When it comes to ERP, systems integrators and software vendors get a bad rap.
And we get it.
If you’ve read our website you’ll know our logo is likely pinned to a few dartboards in Walldorf.
But however much we like to poke and prod at SIs and ERP vendors, when it comes down to it your ERP programme is your responsibility.
So why not give your vendors the benefit of the doubt and start things off on the right foot?
Here are 7 steps you can take to build a strong, beneficial relationship with your programme partners.
1. Understand your business strategy and have a business case for change
Our research shows that around half of SAP programmes don’t meet their business objectives.
Often, this manifests itself a year or two after go-live with the customer blaming their SI.
But it’s rarely that simple. And to understand why, you need to go back to the beginning.
Before you engage with an SI you need to understand your business strategy and what the ERP needs to do to support it.
This provides your business case for change.
It justifies the cost and disruption of an ERP programme to your organisation by outlining the business benefits it will deliver.
When businesses say their ERP programme was a failure it’s rarely because the system doesn’t work.
Really, they mean it doesn’t provide the benefits they expected.
In our experience, companies that don’t realize the benefits of an ERP programme didn’t spend enough time building a strong business case or defining how they will measure success.
Remember, if you don’t decide what you need from ERP your SI will more than likely decide for you.
The problem is your systems integrator isn’t part of your business. You can’t expect them to understand your business strategy or which business processes matter the most.
They’re not psychic.
To be a good customer to your delivery partners, take responsibility for your programme with a strong and well defined business case.
2. Have a defined vision and scope for your ERP projects
Along with missing business benefits, another common criticism of systems integrators is scope creep.
And in this case your SI might be to blame.
After all, systems integrators are run for profit. They exist to make money, not to look after you.
It’s no surprise they want to create more work on your ERP programme.
The thing is, they can only grow their team if you leave them room to.
As the customer, it’s your job to have a well defined vision and scope for the projects you engage them on.
When you outline the improvements you want to make, make sure you clearly define which processes and technologies to focus on.
If you aren’t sure about this step, get some independent advice to help scope out your requirements.
By clearly defining which systems and processes you want to work on, your SI will be better placed to put the right people on your programme and provide accurate quotes and timelines.
And they’ll be less able to increase their role over time.
If there’s a legitimate case to do additional work outside of the original scope this can be raised as a discrete piece of work.

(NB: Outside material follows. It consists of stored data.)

PR #278, opened 2017-02-20
Tidy up of Vagrantfile & Start of OSX Sierra base box

tallpsmith:
My intent started off to get a working stable cleanroom environment for building PCP on OSX.

I've leveraged a pattern found on the interwebs for using an OSX Sierra base image which is then bootstrapped further with some other installations via Homebrew.

I've elected to tidy up the Vagrantfile in the process, pulling out a lot of inline scripts into dedicated files so that the file is easier to read.

At the moment, the provisioning of the OSX Sierra box takes FLIPPING AGES:

* Firstly, the base image is 20GB, so get a coffee and chill with Netflix while that downloads the first time...

* the `brew install` of several of the needed components takes _*FOREVER*_ - in particular `gettext` and `qt5`.  My strategy will be to supersede this base image with a newer pre-built OSX Base box with these pre-installed.  This won't help the initial download of the base box though..  I'm not sure where we can store this image, perhaps bintray as Nathan outlined.

----

For some reason this is coming up with a merge conflict but I don't know why...


ryandoyle:
Given the licensing issues with using the OSX box as per https://github.com/AndrewDryga/vagrant-box-osx#os-x-licensing and http://images.apple.com/legal/sla/docs/macOS1012.pdf, perhaps we should make it harder to use the box without the user implicitly doing so.

The sections of the PDF that are interesting are 2.A and 2.B. The way I read it is that you can only use a VM _if_ your license to the software is via 2.B. If your OSX license is granted by the way of it being pre-installed (2.A), then I don't think the allowable 2 VMs applies.

tallpsmith:
@ryandoyle I've updated the PR with the changes we discussed on Friday, so would appreciate another eyeballing.

ryandoyle:
A couple of things @tallpsmith 
- Vagrant is aborting for me when I run a `vagrant status`. I'm falling through to the `elsif(!platformOkToUseOSX)` conditional. You probably want to use `STDERR.puts` for non-fatal errors.
- A few stylistic things, Ruby convention is lower-case snake-case

I think the logic could be simplified to only inform the user that they _can_ use the OSX box if they are actually on OSX.

tallpsmith:
Ryan, factored in your feedback.

However it ends up only nagging and not _preventing_ the running...?

Several beers and boolean logic are not a good combination for me, will catch you tomorrow.

ryandoyle:
Yep looks better now :+1:

PR #279, opened 2017-02-23
initial implementation of speed container

suyash:
@natoscott I have added a simple container that installs speed and builds all examples.

Go installation is from the official library image.

### DIFF
--- a/build/containers/pcp-go-app/Dockerfile
+++ b/build/containers/pcp-go-app/Dockerfile
@@ -1,0 +1,60 @@
+#
+# Sample Dockerfile with speed installed and all the example binaries built
+#
+# Build:   $ docker build -t pcp-go-app .
+# Name:    $ sudo mkdir -p /run/containers/pcp-go-app
+# Run:     $ `docker inspect --format='{{.Config.Labels.RUN}}' pcp-go-app`
+#
+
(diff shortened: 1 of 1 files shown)


natoscott:
This is good, Suyash.  The final container is missing a running pmcd (along side the running Go program), but I realise I didn't explain that very well earlier - the end goal here is an application running in a container, with pmcd also running in the container, that could be deployed into a cloud service.

More importantly, I see the Acme example that I'd like to run here is a little different between Parfait and Speed.  In Speed we based it on the Python Acme example, which exits straight away.  What we need here is an instrumented daemon/service, written in Go and instrumented with Speed.  Could we extend the Acme example in Speed to be long-running (frequently updating the metrics), like Parfait?  (i.e. don't exit right away, but run in a loop and keep updating metric values)  e.g.

https://github.com/performancecopilot/parfait/tree/master/examples/acme/src/main/java

Assuming we can do that, I'll push an update to your PR which completes the container build (adds in pmcd, and runs it alongside the Go Acme service) and adds it into the set we release with PCP.

suyash:
@natoscott will implement a separate *acme_forever* example for speed and update this following that

natoscott:
@suyash thanks!  Or maybe a command line option to run acme --forever?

By taking this approach you avoid the conflict scope creep can cause and maintain a healthy working relationship with your programme partners.

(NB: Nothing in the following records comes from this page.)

PR #285, opened 2017-04-02
Implementation of Prometheus PMDA

jronak:
Experimental implementation of a PMDA to import Prometheus metrics into PCP.
Looking forward to the suggestions/feedback.
Thanks


natoscott:
@jronak looking good!  Worked first time for me, which is always nice.  :)

The last two steps before an initial merge will be:
1. some documentation (a man page) - you might find src/pmdas/gluster/pmdagluster.1 useful as a template; in particular, the special pmdaprometheus command line options need documenting, and the 'Installation'' section of the man page should take a user through exactly what's involved.  The 'Files' section should also cover all the configuration files.
2. regression test(s) - see qa/README, the qa/new script, and the pmdagluster/pmdajson tests as some examples (egrep 'pmda.gluster|pmda.json' qa/group)

At that point, I think we'll have a perfect base from which we can (collectively) build - e.g. we could look into extending this PMDA with any number of things ...

- checking that some of the more common endpoints work well (like etcd, kubernetes, etc);
- some of the more automatic enabling of metrics that's been requested, when no configs exists;
- label support - great to see you've got prometheus labels embedded in compound instance names already, and its immediately clear these will map nicely to the pending PCP label concept too.

cheers.

ps: I'll send you a little patch with some small cleanups I noticed.  Also, down the track you might want to run pylint(1) on the script - it's very opinionated in some regards (re code style), but does pick up some genuine problems too sometimes, so worth going through the volumes of warnings it usually issues.

src/pmdas/prometheus/pmdaprometheus.1
```diff
@@ -0,0 +1,107 @@
...
+        "semantic": "instantaneous",
+        "prometheus_name": "go_goroutines",
+        "desc": "Number of goroutines that currently exist.",
+        "units_str": ""
+      }
+    ]
+  }
+.fam T
+.fi
+.PP
```
natoscott: @ronak at this point I think it would be good to document the meanings of each of the fields, and the allowable values for each.  e.g. semantics -> counter, instantaneous and discrete, units -> mention pmParseUnitsStr(3) and so on.

src/pmdas/prometheus/pmdaprometheus.1
```diff
@@ -0,0 +1,107 @@
...
+.nf
+.fam C
+  {
+    "metrics": [
+      {
+        "type": "double",
+        "name": "go_goroutines",
+        "semantic": "instantaneous",
+        "prometheus_name": "go_goroutines",
+        "desc": "Number of goroutines that currently exist.",
```
natoscott: @jronak I suggest using a different name to "desc" here, because that could be confused with "descriptor", as in pmLookupDesc(3).  Perhaps "oneline_text" and "help_text" for the pmLookupText(3) fields.

src/pmdas/prometheus/pmdaprometheus.1
```diff
@@ -0,0 +1,107 @@
...
+The associated metadata file would look like the following:
+.PP
+.nf
+.fam C
+  {
+    "metrics": [
+      {
+        "type": "double",
+        "name": "go_goroutines",
+        "semantic": "instantaneous",
```
natoscott: In all the PCP docs, the term "semantics" tends to be used, so I'd make this match up (rather than "semantic")

src/pmdas/prometheus/pmdaprometheus.1
```diff
@@ -0,0 +1,107 @@
...
+.fi
+.PP
+The associated metadata file would look like the following:
+.PP
+.nf
+.fam C
+  {
+    "metrics": [
+      {
+        "type": "double",
```
natoscott: Good example.  Based on the help text and metric name here, I'd imagine this metric is actually a "uint64" internally in Go, and not a "double" value?  (i.e. its describing an integer, not a floating point value, so I'd be very surprised if this is maintained as a "double" within the golang runtime).

src/pmdas/prometheus/pmdaprometheus.1
```diff
@@ -0,0 +1,107 @@
...
+.TH PMDAPROMETHEUS 1 "PCP" "Performance Co-Pilot"
+.SH NAME
+\f3pmdaprometheus\f1 \- Prometheus PMDA
+.SH DESCRIPTION
+\fBpmdaoprometheus\fR is a Performance Metrics Domain Agent (PMDA) which imports
+metrics from Prometheus endpoints which expose text based Prometheus metrics.
+.PP
+Further details on the Prometheus exposition format can be found at https://prometheus.io/docs/instrumenting/exposition_formats
+.SH METADATA SOURCES
+\fBpmdaprometheus\fR scans the $PCP_PMDAS_DIR/prometheus/metadata directory, looking for metadata files (*.json). These JSON metadata files describe the names, types, etc. of their associated Prometheus metrics for a given endpoint. For example, let's assume the following simple Prometheus metric:
```
natoscott: Paths are usually printed underlined in PCP man pages, so that would be:

.B pmdaprometheus
scans the
.I $PCP_PMDAS_DIR/prometheus/metadata
directory, looking for metadata files (\c
.IR *.json
).

Each line should be at most 80 characters (in the raw troff format), so I'd split the above line into multiple lines for text editor readability.

src/pmdas/prometheus/pmdaprometheus.1
```diff
@@ -0,0 +1,107 @@
...
+.fam C
+  {
+    "metrics": [
+      {
+        "type": "double",
+        "name": "go_goroutines",
+        "semantic": "instantaneous",
+        "prometheus_name": "go_goroutines",
+        "desc": "Number of goroutines that currently exist.",
+        "units_str": ""
```
natoscott: "units_str" would be more readable as simply "units"?

src/pmdas/prometheus/pmdaprometheus.1
```diff
@@ -0,0 +1,107 @@
...
+    ]
+  }
+.fam T
+.fi
+.PP
+.SH METADATA GENERATOR
+.PP
+PMDA Prometheus metadata generator helps in generating the heuristic metadata for the Prometheus metrics endpoint.
+.PP
+.B $PCP_PMDAS_DIR/prometheus/pmdaprometheus.python
```
natoscott: BTW, to make it easier for the user to understand (and easier to document), this could be a shell script with a more descriptive name ("$PCP_PMDAS_DIR/prometheus/generator"?), ...

#!/bin/sh
. /etc/pcp.env
exec $PCP_PYTHON_PROG $PCP_PMDAS_DIR/prometheus/pmdaprometheus.python -g "$@"

src/pmdas/prometheus/pmdaprometheus.1
jronak: @natoscott as we have seen the Golang struct of prometheus metric, it was quite clear that all the values are float64(double) except for the suffix _count metric in summary and histogram is of U64. Also, I have seen metrics represented in integer format when it doesn't have value after decimal point.

src/pmdas/prometheus/pmdaprometheus.1
jronak: I have renamed 'desc' to 'description'.

src/pmdas/prometheus/pmdaprometheus.1
jronak: units could be confusing as if it were a list of numbers [0,0,1,-1,1], rather _str makes it clear that the units will be in the string format.

src/pmdas/prometheus/pmdaprometheus.1
jronak: Should this be added as a separate script in the Prometheus folder or only for the man page ?

natoscott: Separate script which we install alongside pmdaprometheus, and document in the man page.  Some of the other PMDAs do similar things - e.g. pmdammv had a little mmvdump helper utility we install alongside it; pmdaoracle has a helper "setup" checking script, and so on.

src/pmdas/prometheus/pmdaprometheus.1
natoscott: Ah I see - yep, makes sense then if we're supporting both forms (which seems like a good idea to me).

src/pmdas/prometheus/pmdaprometheus.1
natoscott: Right, that was the prometheus exporter code we looked at though, which is simply exporting underlying values from the Go runtime in this case (blindly exporting most things as float64).  And in this particular case, we can be quite certain this value will not exist as a float64 within the Go runtime, that just wouldn't make sense.

So, it's a good example for the man page.  It shows the need to allow overrides on a case-by-case basis, so we can correctly represent values like this one (and no doubt many others) with appropriate PCP types, semantics, units - even when the heuristics fail.

PR #301, opened 2017-05-26
A couple of new pmmgr options

minnus:
hostid-static:
For when the host to be monitored doesn't know what it should be called.  Used in monitoring a VM farm where the name should be an externally generated uuid.

pmlogger-timefmt:
Allow the time format in the filename to be specified.

We have been running both of these for a while, and have seen no ill effects.


fche:
LGTM generally; the "hostid-static" docs should disclose that setting it will force pmmgr to interpret -all- target pmcds it encounters as the same single static hostid, so this is only useful in a single-target configuration.

minnus:
Thanks for the feedback Frank.  Should be addressed now.

With respect to the pmcd -H, I wasn't aware of that, and good to now know.  But in practice that would be cumbersome to implement in this specific environment.

natoscott:
@minnus looks like these changes needs some automated QA?

minnus:
OK, I think this should exercise the 2 new new options

PR #302, opened 2017-05-26
pmlogger label hostname override

minnus:
Not ready for merge yet, but just looking for comments if there would be any negative consequence to doing his.  When monitoring a remote VM farm, the hostname can be changed by the user to any value.  When logging many VMs centrally, these leads to 2 issues:

1:
We cannot uniquely identify an archive by hostname, since multiple machines may have the same hostname.

2:
pmlogextract fails to merge archives with different hostnames in the label.

When monitoring these hosts, by setting the hostname in the label to an externally generated uuid, we can solve both of these issues.

We have been running this for a week or so and it seems to work fine.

3. Understand your existing ERP system, business processes, tech landscape and integrations
Sometimes, even if you feel you’ve been clear about scope, it might feel like you’re getting a lot of push back from your programme partners.
Maybe your SI is telling you they need more people on the team, or they need to expand the project to include other processes and systems.
Is this just a bullying SI trying to land and expand despite your best efforts? Or, could they have a point?
If you’re experiencing push back despite being specific about your requirements, it’s possible you didn’t have enough knowledge about your processes and systems to scope out the programme.
When this happens your SI will come up against blockers and ask to adjust their remit.
This can put strain on your relationship if it means the project will go over budget or be delayed.
To avoid this, you need to fully understand your systems and processes in advance of briefing any partners.
An independent advisor can be valuable here if you don’t have a strong internal ERP capability.
When you get the right advice before scoping out projects, prospective partners can plan accurately and won’t come up against blockers further down the line.
And, your relationship will be easier and happier for it.
4. Focus on adoption and change management with every ERP project
In our SAP success report, we discovered that Adoption has the biggest impact on the success of ERP programmes.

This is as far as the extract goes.